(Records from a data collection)
'''

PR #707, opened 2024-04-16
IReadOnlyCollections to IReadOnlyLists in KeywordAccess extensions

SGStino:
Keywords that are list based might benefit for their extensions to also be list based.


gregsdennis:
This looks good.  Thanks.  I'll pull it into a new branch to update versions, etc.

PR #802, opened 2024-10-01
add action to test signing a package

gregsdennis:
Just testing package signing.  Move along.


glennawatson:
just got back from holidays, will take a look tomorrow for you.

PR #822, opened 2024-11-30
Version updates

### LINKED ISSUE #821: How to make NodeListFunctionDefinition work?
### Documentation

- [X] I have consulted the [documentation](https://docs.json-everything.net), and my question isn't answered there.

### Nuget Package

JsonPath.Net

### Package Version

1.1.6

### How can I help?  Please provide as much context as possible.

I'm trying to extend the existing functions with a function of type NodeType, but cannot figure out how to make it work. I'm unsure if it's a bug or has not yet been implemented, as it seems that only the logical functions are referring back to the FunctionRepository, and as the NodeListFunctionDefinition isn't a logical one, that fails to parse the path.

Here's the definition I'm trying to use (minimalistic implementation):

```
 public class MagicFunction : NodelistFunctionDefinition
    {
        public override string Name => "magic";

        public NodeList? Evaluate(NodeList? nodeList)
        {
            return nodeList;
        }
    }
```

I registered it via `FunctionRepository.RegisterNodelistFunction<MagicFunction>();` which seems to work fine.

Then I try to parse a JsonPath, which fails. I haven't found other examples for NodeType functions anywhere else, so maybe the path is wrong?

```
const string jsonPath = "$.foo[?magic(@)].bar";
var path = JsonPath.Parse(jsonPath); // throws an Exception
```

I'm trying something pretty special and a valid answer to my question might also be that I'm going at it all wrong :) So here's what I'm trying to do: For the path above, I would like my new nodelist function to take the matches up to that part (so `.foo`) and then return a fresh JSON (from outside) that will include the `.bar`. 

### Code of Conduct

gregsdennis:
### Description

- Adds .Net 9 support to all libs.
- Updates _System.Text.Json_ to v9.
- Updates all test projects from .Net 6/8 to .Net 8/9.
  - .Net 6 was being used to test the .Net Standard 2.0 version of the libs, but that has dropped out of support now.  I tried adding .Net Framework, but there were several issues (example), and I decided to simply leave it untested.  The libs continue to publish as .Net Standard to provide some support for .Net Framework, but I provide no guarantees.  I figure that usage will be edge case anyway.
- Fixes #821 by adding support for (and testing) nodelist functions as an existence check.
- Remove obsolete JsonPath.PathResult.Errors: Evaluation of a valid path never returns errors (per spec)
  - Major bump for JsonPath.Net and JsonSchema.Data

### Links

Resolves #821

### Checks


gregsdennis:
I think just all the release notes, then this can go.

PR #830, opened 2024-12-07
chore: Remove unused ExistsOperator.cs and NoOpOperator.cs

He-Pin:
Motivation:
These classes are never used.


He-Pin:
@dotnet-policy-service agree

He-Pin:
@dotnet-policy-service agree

'''
'''

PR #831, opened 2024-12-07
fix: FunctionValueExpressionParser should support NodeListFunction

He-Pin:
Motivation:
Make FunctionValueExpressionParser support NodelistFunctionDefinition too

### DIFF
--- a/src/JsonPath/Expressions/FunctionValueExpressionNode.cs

'''

Go through the entries above and report every line in which the word "provide" appears.

- **RESULT OF THIS TASK**:
### How can I help?  Please provide as much context as possible.
  - .Net 6 was being used to test the .Net Standard 2.0 version of the libs, but that has dropped out of support now.  I tried adding .Net Framework, but there were several issues (example), and I decided to simply leave it untested.  The libs continue to publish as .Net Standard to provide some support for .Net Framework, but I provide no guarantees.  I figure that usage will be edge case anyway.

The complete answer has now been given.